Downtime for unanticipated mechanical or construction problems can also affect revenues for landowners and school districts. The Trent ISD found that out recently when foundation problems at AEP's Trent Mesa Wind Farm caused a decline in its value from $89 million in 2002 to $67.5 million in 2003, a 32 percent drop.

In some ways, the district is a victim of its own good fortune. The Trent ISD's tax value nearly tripled with the addition of the wind plant, jumping from $43.2 million in 2001 to $122.8 million in 2002. The increased tax base resulting from the wind farm's property value qualified the small district as a Chapter 41, or high-wealth district, which requires it to relinquish a portion of its revenues to the state this year under the Robin Hood plan.
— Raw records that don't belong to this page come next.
PR #3267, opened 2020-11-23
Remove certificate from AWS and cleanup after cert revoke

charhate:
Removing destination in Lemur only updates the destination record in Lemur without removing the certificate from destination. The `delete_cert` API from AWS IAM inherently checks if certificate is attached to an endpoint. Use of this API helps in cleanup of unused certificates and frees up the spots. In case of the non-IAM endpoints (supported in Lemur) we do not have sufficient information to perform such change.

Additionally, this PR contains change for Certificate update and cleanup after revocation:
1. Disabling notification
2. Disabling auto-rotation
3. Update certificate status to 'revoked'
4. Remove from AWS

### DIFF
--- a/lemur/plugins/lemur_aws/elb.py
+++ b/lemur/plugins/lemur_aws/elb.py
@@ -160,8 +160,8 @@ def get_load_balancer_arn_from_endpoint(endpoint_name, **kwargs):
     try:
         client = kwargs.pop("client")
         elbs = client.describe_load_balancers(Names=[endpoint_name])
-        for elb in elbs["LoadBalancers"]:
-            return elb["LoadBalancerArn"]
+        if "LoadBalancers" in elbs and elbs["LoadBalancers"]:
+            return elbs["LoadBalancers"][0]["LoadBalancerArn"]
 
     except Exception as e:  # noqa
         metrics.send(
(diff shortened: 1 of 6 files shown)


lemur/plugins/lemur_aws/elb.py
```diff
@@ -149,6 +149,38 @@ def get_listener_arn_from_endpoint(endpoint_name, endpoint_port, **kwargs):
...
+    """
+    Get a load balancer ARN from an endpoint.
+    :param endpoint_name:
+    :return:
+    """
+    try:
+        client = kwargs.pop("client")
+        elbs = client.describe_load_balancers(Names=[endpoint_name])
+        for elb in elbs["LoadBalancers"]:
+            return elb["LoadBalancerArn"]
```
hosseinsh, line 164: why do we iterate over elbs to just return the first `elb["LoadBalancerArn"]`?

hosseinsh (approved):
Amazing work! thanks for the tests and increasing our coverage!

lemur/plugins/lemur_aws/elb.py
charhate: Changed code

PR #3269, opened 2020-11-25
LDAP: error decoding CN when using Active Directory

sirferl:
I set up LDAP Authentication.
Certain users worked, but some not.
I got the following error:
ERROR in views: ldap error: 'ascii' codec can't decode byte 0xc3 in position 3: ordinal not in range(128)

Digging around I found the problem in auth/ldap.py:214.
There a decode with "ascii" is performed. When i changed this to "utf-8" it worked for the failing users as well.

self.ldap_groups.append(values["cn"][0].decode("utf-8"))

There is a similar code a few lines below, but I can only test AD.

### DIFF
--- a/lemur/auth/ldap.py
+++ b/lemur/auth/ldap.py
@@ -211,7 +211,7 @@ class LdapPrincipal:
             for group in lgroups:
                 (dn, values) = group
                 if type(values) == dict:
-                    self.ldap_groups.append(values["cn"][0].decode("ascii"))
+                    self.ldap_groups.append(values["cn"][0].decode("utf-8"))
         else:
             lgroups = self.ldap_client.search_s(
                 self.ldap_base_dn, ldap.SCOPE_SUBTREE, ldap_filter, self.ldap_attrs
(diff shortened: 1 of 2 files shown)


hosseinsh:
Hey @sirferl, 
looks like there is even a comment on the next decoding, saying it is `utf-8` encoded!

https://github.com/Netflix/lemur/blob/6d750076442e579f78cc63916208be9843a798bb/lemur/auth/ldap.py#L219-L221


We don't use ldap, and I hope no means to test that. So leaving it for now as is.

hosseinsh:
Thanks for the PR. merging it now.

sirferl:
thank you. 
reading this, it looks like UTF-8 would be the better alternative:
https://www.python-ldap.org/en/python-ldap-3.3.0/bytes_mode.html#what-s-text-and-what-s-bytes ->
_"The LDAP protocol states that some fields (distinguished names, relative distinguished names, attribute names, queries) be encoded in UTF-8. In python-ldap, these are represented as text (str on Python 3, unicode on Python 2)."_

PR #3270, opened 2020-11-26
Change certificate status to revoked after ACME revoke_certificate

AToMiXhawK:
On successful completion of ACME revoke_certificate, change
certificate.status to revoked

Changes validity as Revoked
image


hosseinsh:
Hi @AToMiXhawK, thanks for the PR. 
Lemur has a cron job that updates the revocation status, but the better behavior is to do this right after revocation, instead of waiting for the cron job to do it. 

The DB update, however, should happen at a higher level than the plugin, otherwise we would need to update each plugin. 

There is PR that is doing exactly this and more clean-up
https://github.com/Netflix/lemur/pull/3267

hosseinsh:
#3267 is now merged, and would address this PR. Please let us know if that change is not sufficient for your case.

Values are expected to rebound next year.

Texas law favors wind energy

The problem now is that the farms are able to generate more electricity than can be transmitted to potential customers. McCamey, for example, has too much power and not enough pull to get it to the people that could use it. The big task ahead is getting sufficient lines to connect farms in places like McCamey, Van Horn and Big Spring to major networks.

Toward that end, two bills were introduced in the 78th Texas Legislature. H.B. 2548, allows the Public Utility Commission (PUC) to order construction of power lines to help meet the state's mandated goals for obtaining power from renewable sources. HB 2910, which was passed and signed by the governor, updates the state's mandated goal of obtaining 3 percent of power from renewable energy sources by 2009 by adding a longer-range goal of meeting a 10 percent goal by 2019.
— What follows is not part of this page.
PR #3277, opened 2020-12-02
CRL Reason during certificate revoke

charhate:
As per [RFC 5280 Section 5.3.1](https://tools.ietf.org/html/rfc5280#section-5.3.1), Lemur UI will offer CRL reasons to select during certificate revocation. This information will further be sent to Authority as long as revoke API offers such option.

"There's an effort in the next session of the Texas Legislature to make it 10,000 megawatts," says Russell Smith, executive director for the Texas Renewable Energy Industries Association in Austin. "We're at about 1,100 kilowatts now towards the 2,000 new megawatts by 2009. That's more than double the first benchmark."
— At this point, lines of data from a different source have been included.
PR #3278, opened 2020-12-02
Preselect ECCPRIME256V1 on UI for cert minting

charhate:
This change is to pre-select **ECCPRIME256V1** algorithm on UI while creating a new certificate. Before this change, RSA2048 was default value of the algorithm. User can go to 'More Options' to select algorithm of choice (no change there).


hosseinsh (approved):
Shall we include this default in the Lemur documentation?

charhate:
Sure, I will update lemur docs.

PR #3279, opened 2020-12-02
Use --no-emit-index-url instead of deprecated --no-index in pip-compile

atugushev:
`pip-compile --no-index` is deprecated since [pip-tools==5.2.0](https://github.com/jazzband/pip-tools/releases/tag/5.2.0)


hosseinsh (approved):
thanks for the PR @atugushev.
I don't have permissions to update the branch. Once the branch is updated, I can go ahead and merge the PR.

PR #4459, opened 2023-06-07
Add type checking to lemur CI

jmcrawford45:


lemur/common/utils.py
```diff
@@ -504,7 +504,7 @@ def drop_last_cert_from_chain(full_chain: str) -> str:
     pem_certificate = OpenSSL.crypto.dump_certificate(
         OpenSSL.crypto.FILETYPE_PEM,
         OpenSSL.crypto.load_certificate(
-            OpenSSL.crypto.FILETYPE_PEM, ''.join(cert.decode() for cert in full_chain_certs[:-1])
+            OpenSSL.crypto.FILETYPE_PEM, ''.join(cert.decode() for cert in full_chain_certs[:-1]).encode()
```
hosseinsh, line 507: That is the only part I would appreciate additional clarification or context on.

hosseinsh (approved):

lemur/common/utils.py
jmcrawford45: `load_certificate` takes a byte string. Before we were passing a unicode string, but that hasn't caused any issues since PEM only uses ASCII characters. `encode` converts a str to a bytes in python so the type matches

Renewable energy would get a modest boost under tentative legislation considered in both houses of Congress. Details are still being hammered out. Like the Texas legislation, the bill also creates a credit trading system to help power companies meet the new requirement.

"Another aspect of these credit programs is as more and more demands are made on the industry to reduce pollution, rather than reduce pollution where they are, entities in other states can purchase these Texas wind credits to meet those requirements. So what we're seeing evolves into a much broader set of drivers for developing rural renewable energy markets," Smith suggests.

Although municipalities and co-ops are exempt from compliance with the Legislature's mandate, Smith says some cities, like Austin and San Antonio, have green programs and sign up customers who are willing to pay more for renewable energy.

Uncertainty regarding the extension of the federal production tax credit is behind the scramble to complete phases of the state's current wind projects as soon as possible.

"It's part of the energy bill being discussed right now in Congress to be extended three years," Smith says. "If they don't, it comes to an end at the end of this year. That changes the economics. So profitability is a combination of the portfolio standard and the tax credit. It causes the developer to get projects in by the time that production tax credit runs out."

Smith believes the future of wind development depends on public policy: "...it's clean power, it doesn't deplete, it brings economic development to rural communities and provides wealth to individuals. What can be wrong with that?"

Although other states have had some test cases regarding wind rights, Texas has not. But if wind becomes the above ground equivalent to water as a natural resource, don't be surprised if the Legislature eventually passes laws to regulate its capture and usage, perhaps including spacing requirements and production limits.